My second favorite line of braces are the more affordable Millers Falls ones, including:
Millers Falls – Holdall brace with Leland Universal jaws.
Nos. 729 – 734; 729A – 734A
Millers Falls – Lion brace with Leland Universal jaws.
Nos. 769 – 774; 770A – 773A
Nos. 870 – 873; 870A – 873A
Nos. 1769 – 1773
Nos. 1870 – 1872
Millers Falls – Master Ratchet brace with Leland Universal jaws.
Nos. 830 – 833; 830A – 833A
Nos. 8130 – 8133
Miller Falls – Parsons Deluxe Ratchet brace with Leland Universal jaws (this line is expensive, but very nice)
No. 5010 – 5012; 5010A; 5010C
A close third for me are the Peck, Stow, and Wilcox (also P. S. & W and PEXTO) braces with the Sampson chuck and jaws. They are tremendously strong.
nice site
Thanks. 🙂
I just bought a PEXTO brace and I’m trying to find out what year this tool was manufactured. It has a number (#110) stamped on the metal part of the brace.
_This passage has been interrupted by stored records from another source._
PR #484, opened 2022-08-04
fix: use the correct values naming within hydra-maester for consistency 

adamstrawson:
The use of `annotation` within `hydra-maester` is inconsistent with the other Ory Helm Charts, as well as it's own documentation. 

The `hydra-maester` documentation specified `deployment.annotations` already, and the other charts use the same format. 

```
BREAKING CHANGES: This patch changes the behavior of configuration item `annotation`. To keep the existing
behavior please do `deployment.annotation`.
```

## Checklist

- [X] I have added necessary documentation within the code base (if appropriate).

### DIFF
--- a/helm/charts/hydra-maester/templates/deployment.yaml
+++ b/helm/charts/hydra-maester/templates/deployment.yaml
@@ -22,7 +22,7 @@ spec:
         {{- with .Values.deployment.podLabels }}
         {{- toYaml . | nindent 8 }}
         {{- end }}
-      {{- with .Values.annotations }}
+      {{- with .Values.deployment.annotations }}
       annotations:
         {{- toYaml . | nindent 8 }}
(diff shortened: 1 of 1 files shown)


Demonsthere:
Hi there! 
You are correct, the values is not consistent with the rest of the ory ecosystem :/ However your method introduces a breaking change, instead I would suggest the usage of ternary operator:
```yaml
{{- $annotations := ternary .Values.deployment.annotations .Values.deployment.annotation (not (empty .Values.deployment.annotations )) -}}
```

this format would support both and not be a breaking change :) 
Please add in your PR an empty object as the default value for annotations, and some test annotations to the test overrides in the `hack` folder :)

Demonsthere (changes requested):
Please see my comment on the PR :)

I’m not sure about the date of manufacture. I have read that the PEXTO brand name was introduced in the early 1920’s. Here is a link that may be of some help.
PEXTO Type Study
Hi,
Do you know anything about Stanley brace models? Specifically what the differences are between the different model numbers?
thanks in advance,
Matt
I don’t have anything handy on Stanly braces and their model numbers. Some information is available in a book called “Antique & Collectible Stanley Tools: Guide to Identity & Value” by John Walter.
I have an old Somax Made in France corner brace. Unfortunately the jaws are missing. Where do you buy those universal jaws? Thanks
I believe that Lee Valley sells Somax braces. You could contact them and ask. Also, I often buy replacement jaws for older braces on eBay.
I was fascinated by my grandfather using a Brace in the 1950s.I began to purchase them about 10 years ago. I have 37 different braces.One ID s Yankee 2101 12″ I got for $2,yes two dollars like new 3 years ago. The other is a non ratchet ABoughton Bros.circa 1860s to 1880s I excellent condition. Beware the profiteers have snuck in. Selling any Brace for $50 ,knowing nothing of what there selling. You can still get a nice Brace, but the prices are rising.Good collecting.Great info on your part.Thank you
Great article. I have a Stanley Defiance 1246 brace with a Lion type chuck. Very happy with this tool, picked up for very little at a flea market. It has a two-piece jaw with a separate wire spring that still functions but is damaged. At each end of the spring the wire bends outward to catch in a small hole in the jaw, keeping it in place. On one end, that bent portion has snapped off. Looking for suggestions of where I might find a replacement spring.
Probably a replacement would only be available from another brace chuck. If you still have the remains of the original spring, I would attempt to make a replacement spring, using the original as a pattern. The diameter or gauge of the original spring wire will need to be determined and a source found for music or spring wire. Zoro or McMaster-Carr come to mind. Maybe Amazon. It may take several attempts to fashion an acceptable spring, but it can be done. Good luck.